Das wird knapp. Bin um 9 da und hau dann wieder ab, wenn ich den Zettel habe.


----------



## gallus (18. März 2009)

*AW: Tag der Meerforelle 2009!*

Schade Stephan!
Dann werd ich dir den gröszten Fisch widmen!|bla:

@Pasi

9:00Uhr Eingang Haus des Gastes?


----------



## Stxxxxxxxxx (18. März 2009)

*AW: Tag der Meerforelle 2009!*



gallus schrieb:


> Schade Stephan!
> Dann werd ich dir den gröszten Fisch widmen!|bla:



Danke Gallus - und ich gönn ihn dir !!!

Wenn ihr um 9.00h da seid, bin ich es eben auch |supergri#h

Gruß Stephan|bla:


----------



## gallus (18. März 2009)

*AW: Tag der Meerforelle 2009!*

Hilfst mir dann die Seekarte einzunorden um den 
passenden Strand mit den Dicken Fischen zu finden?


----------



## Sylverpasi (18. März 2009)

*AW: Tag der Meerforelle 2009!*



gallus schrieb:


> Schade Stephan!
> Dann werd ich dir den gröszten Fisch widmen!|bla:
> 
> @Pasi
> ...



Jau so machen wir das! Meinst Du ich erkenn Dich noch???|kopfkrat


----------



## gallus (18. März 2009)

*AW: Tag der Meerforelle 2009!*

Bestimmt,
grüner Norweger und Buschhut über der Brille.


----------



## Sylverpasi (18. März 2009)

*AW: Tag der Meerforelle 2009!*

Meine Schwarz/Weisse Glücksjacke und blaue Mütz aufm Kopp...


----------



## gallus (18. März 2009)

*AW: Tag der Meerforelle 2009!*

Na denn kann ja nix schiefgehen,
wenn doch,bin am Sonntag auf dem oberen Treppchen zu finden!
:m


----------



## Sylverpasi (18. März 2009)

*AW: Tag der Meerforelle 2009!*



gallus schrieb:


> Na denn kann ja nix schiefgehen,
> wenn doch,bin am Sonntag auf dem oberen Treppchen zu finden!
> :m



Ja gleich unter mir :vik:


----------



## Reppi (19. März 2009)

*AW: Tag der Meerforelle 2009!*

Also keiner über Nacht da ??


----------



## Bellyboater (19. März 2009)

*AW: Tag der Meerforelle 2009!*

Ich werd am Samstag auch mal vorbeigucken zum Klönen und um mir mal ein wenig das Rahmenprogramm anzuschauen. Fischen hab ich 1. keinen Bock bei so einer Veranstaltung und 2. hab ich grad ein wenig Probleme mit der Schulter.


----------



## testo (19. März 2009)

*AW: Tag der Meerforelle 2009!*

@deichman...

ich werde wohl in hohenfelde / hubertsberg nächtigen.

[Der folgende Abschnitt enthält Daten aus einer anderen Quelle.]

Issue #1058, opened 2021-09-26
`import_from_path()` with `delay_load = TRUE` fails


Karel-Kroeze:
`import_from_path()` with `delay_load = TRUE` fails;

```R
modules_path <- system.file("python", package = package)
anonymize <<- reticulate::import_from_path(
    "anonymize",
    modules_path,
    delay_load = TRUE
)
```

leads to an error;
```
 Error: $ operator is invalid for atomic vectors 
3. delay_load$before_load %||% function() {} 
2. import_from_path_delayed(module, path, convert, delay_load) 
1. reticulate::import_from_path("anonymize", modules_path, delay_load = TRUE)
```

Because `reticulate:::import_from_path_delayed()` assumes `delay_load` to be a list. The documentation for the `import_` class of functions specifically states that `delay_load = TRUE` is "normally the right choice", and in fact specifically gives an example that will fail: 
```R
reticulate::import_from_path(<module>, path = path, delay_load = TRUE)
```

PR #1059, opened 2021-09-26
resolve non-list values for `delay_load` in `import_from_path_delayed`

Karel-Kroeze:
resolves the issue reported in #1058, where the (recomended) value of `TRUE` would cause errors. 

The fix is a bit ugly, as reticulate is now resolving single arguments to a list in `import_from_path_delayed`, and spreading that list back out to single arguments in `import` itself. Some refactoring might be in order, but I don't feel confident enough to make more sweeping changes. 

I aimed to cover the documented options for `delay_load` (function, list and boolean), and fail early for other inputs.

### DIFF
--- a/R/import.R
+++ b/R/import.R
@@ -175,6 +175,22 @@ import_from_path <- function(module,
 
 import_from_path_delayed <- function(module, path, convert, delay_load) {
   
+  # resolve delay_load
+  # single function, maps to on_load
+  if(is.function(delay_load)){
+    delay_load <- list(on_load = delay_load)
+  }
+  
+  # TRUE translates to an empty list of hooks
+  if(identical(delay_load, TRUE)){
+    delay_load <- list()
+  }
+  
+  # anything else not a list is an error
+  if(!is.list(delay_load)){
+    stop("delay_load should be a boolean, a single function, or a list of functions.")
+  }
+  
   .before_load <- delay_load$before_load %||% function() {}
   .on_load     <- delay_load$on_load %||% function() {}
   .on_error    <- delay_load$on_error %||% function(error) {}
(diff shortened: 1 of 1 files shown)


kevinushey:
Thanks for the pull request! We require a [Contributor License Agreement](https://www.rstudio.com/wp-content/uploads/2014/06/RStudioIndividualContributorAgreement.pdf) before we can accept pull requests on RStudio repositories. Would you be willing to fill one out, and send it to the e-mail indicated in the form? (Please also reference this PR in your e-mail.)

R/import.R
```diff
@@ -175,6 +175,22 @@ import_from_path <- function(module,
 
 import_from_path_delayed <- function(module, path, convert, delay_load) {
   
+  # resolve delay_load
+  # single function, maps to on_load
+  if(is.function(delay_load)){
```
kevinushey, line 180:
```suggestion
  if (is.function(delay_load)) {
```

R/import.R
```diff
@@ -175,6 +175,22 @@ import_from_path <- function(module,
...
+    delay_load <- list(on_load = delay_load)
+  }
+  
+  # TRUE translates to an empty list of hooks
+  if(identical(delay_load, TRUE)){
```
kevinushey, line 185:
```suggestion
  if (identical(delay_load, TRUE)) {
```

R/import.R
```diff
@@ -175,6 +175,22 @@ import_from_path <- function(module,
...
+    delay_load <- list()
+  }
+  
+  # anything else not a list is an error
+  if(!is.list(delay_load)){
```
kevinushey, line 190:
```suggestion
  if (!is.list(delay_load)) {
```

kevinushey:
Thanks!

wenn mir die arbeit keinen strich zieht.


----------



## gallus (20. März 2009)

*AW: Tag der Meerforelle 2009!*

Moin Jungs!

Wär es nicht schön,wenn sich die komplette AB-Mannschaft
um 9:00Uhr vor´m Haus des Gastes trifft?#6


----------



## Klempnerfischie (20. März 2009)

*AW: Tag der Meerforelle 2009!*



gallus schrieb:


> Moin Jungs!
> 
> Wär es nicht schön,wenn sich die komplette AB-Mannschaft
> um 9:00Uhr vor´m Haus des Gastes trifft?#6



Moin!super sache! bin wenn das angeht, um 9 uhr Da! das heißt 6,30 von zu hause los.|supergri
mfg.fischie:vik:


----------



## Klempnerfischie (20. März 2009)

*AW: Tag der Meerforelle 2009!*

bin zu erkennen an der Sensas-mütze.auf der Platte 
Mfg.Fischie


----------



## Christian D (20. März 2009)

*AW: Tag der Meerforelle 2009!*

Ich hoffe, dass ihr morgen auch eure Fliegenkombos mitbringt! Werde meine Ruten und Schnüre zum Probewerfen mitbringen. Fliegenbindezeug werde ich auch dabei haben.......


----------



## Bellyboater (20. März 2009)

*AW: Tag der Meerforelle 2009!*

Dann werd ich meine Fliegenpeitsche auch mal einpacken.


----------



## gallus (20. März 2009)

*AW: Tag der Meerforelle 2009!*



Bellyboater schrieb:


> Dann werd ich meine Fliegenpeitsche auch mal einpacken.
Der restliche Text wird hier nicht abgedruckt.